Martin Seward, vice president for small & medium enterprises at American Express Australia, said by sticking with tried and tested cash flow management methods, businesses are burning through available cash in the bank and limiting their room to drive forward strategic objectives.
“When credit is used to manage predictable cash flow, CFO can unlock hidden value in their business as well as ease the burden of cash flow management,” Mr Seward said.
“While cash flow management will always be a top priority for CFO in mid-sized Australian companies, the role of the modern CFO has evolved to become a key strategic lead within the business.
“In an increasingly competitive economy, the modern CFO cannot afford to miss business opportunities due to cash flow pressures nor expend all their energies pouring over the weekly ebb and flow of cash.”
Effective cash flow can unlock additional funds to help logistics CFOs capitalise on business opportunities. With extended cash flow in the business, these CFOs said they would fund staff training (53%), hire staff (41%) or purchase new equipment (47%).
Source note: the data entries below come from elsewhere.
PR #2101, opened 2023-10-03
test(waku-relay): Relay

AlejandroCabeza:
# Description
Implement waku filter relay tests for message id generation

# Changes
- [X] Implement message id tests.
- [X] Implement relay tests.
- [X] Update import paths to use `test_all`.

# Dependencies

Additionally, nearly one third of businesses (29%) would increase their investment in innovation and R&D.
“The benefits of using credit as a cash flow management tool are threefold – an extended interest free period delays upfront payment, keeping cash in the business for longer, while lining supplier payments up with statement cycles helps receivables arrive before expenses are due”, Mr Seward said.
“Thirdly, early payment discounts can be negotiated with suppliers by creating a history of reliable on-time payment.”